Issue #572, opened 2025-11-30
Installation on WSL


Etawn:
Hello,

I tried to install Palace on WSL since there is no Windows version. I followed the steps in this comment: https://github.com/awslabs/palace/issues/485#issuecomment-3321832414. I also tried the steps provided by Volker (https://github.com/VolkerMuehlhaus/gds2palace_ihp_sg13g2) , which are very similar. I attempted both the Spack and Apptainer installations.

I am facing two issues:

1. Apptainer:
When I run git clone https://github.com/awslabs/palace.git, I get an error saying that the command did not find a proper EOF and it stops.
If I download the repository manually on Windows and then run 'singularity build palace.sif /home/github/palace/singularity/singularity.def' followed by 'apptainer shell palace.sif',
the container does not recognize the palace command afterward. I cannot run 'palace /home/.../myfile.json'.

2. Spack:
Sometimes I get checksum errors when downloading and it stops (I tried multiple times).
When it does download without download errors, launching Palace fails with the following error:

```
flori@RF:/mnt/c/Users/flori$ spack install palace
==> Error: failed to concretize `palace` for the following reasons:
     1. palace: Need at least one sparse direct solver
     2. palace: At least one eigenvalue solver is required
     3. palace: Need at least one sparse direct solver
        required because conflict is triggered when ~mumps~strumpack~superlu-dist
          required because palace requested explicitly
        required because conflict constraint
          required because palace requested explicitly
     4. palace: At least one eigenvalue solver is required
        required because conflict constraint
          required because palace requested explicitly
        required because conflict is triggered when ~arpack~slepc
          required because palace requested explicitly
```

Do you know what is the problem please ? I did not find solution on the issues' tickets or wiki and was not able to solve it myself
Sincerely

Etawn:
@Sbozzolo Thank you for the help. Please find below the report of your command : 

```
flori@RF:/mnt/c/Users/flori$ spack spec palace
 -   palace@0.14.0~arpack~cuda+gslib~int64~ipo+libxsmm~mumps~openmp~rocm+shared+slepc~strumpack+sundials+superlu-dist build_system=cmake build_type=Release commit=a428a3a32dbbd6a2a6013b3b577016c3e9425abc generator=make platform=linux os=ubuntu24.04 target=skylake %c,cxx=gcc@13.3.0
[...]

PR #579, opened 2025-12-08
Mention Spack Prerequisites

Sbozzolo:
I investigated Palace's compatibility with WSL as part of #572.

I found that Spack requires certain packages to be present, but does not advertise this in its installation process. One of the missing packages is `bzip2`, leading to errors like
```
==> No binary for xz-5.6.3-nkxqqpyo4qf26cpadny6oqsddq6vkdn7 found: installing from source
==> Installing xz-5.6.3-nkxqqpyo4qf26cpadny6oqsddq6vkdn7 [21/70]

..............................

> **Directions**
Return every line from the entries above that includes the word "home".

> **Written solution**
If I download the repository manually on Windows and then run 'singularity build palace.sif /home/github/palace/singularity/singularity.def' followed by 'apptainer shell palace.sif',
the container does not recognize the palace command afterward. I cannot run 'palace /home/.../myfile.json'.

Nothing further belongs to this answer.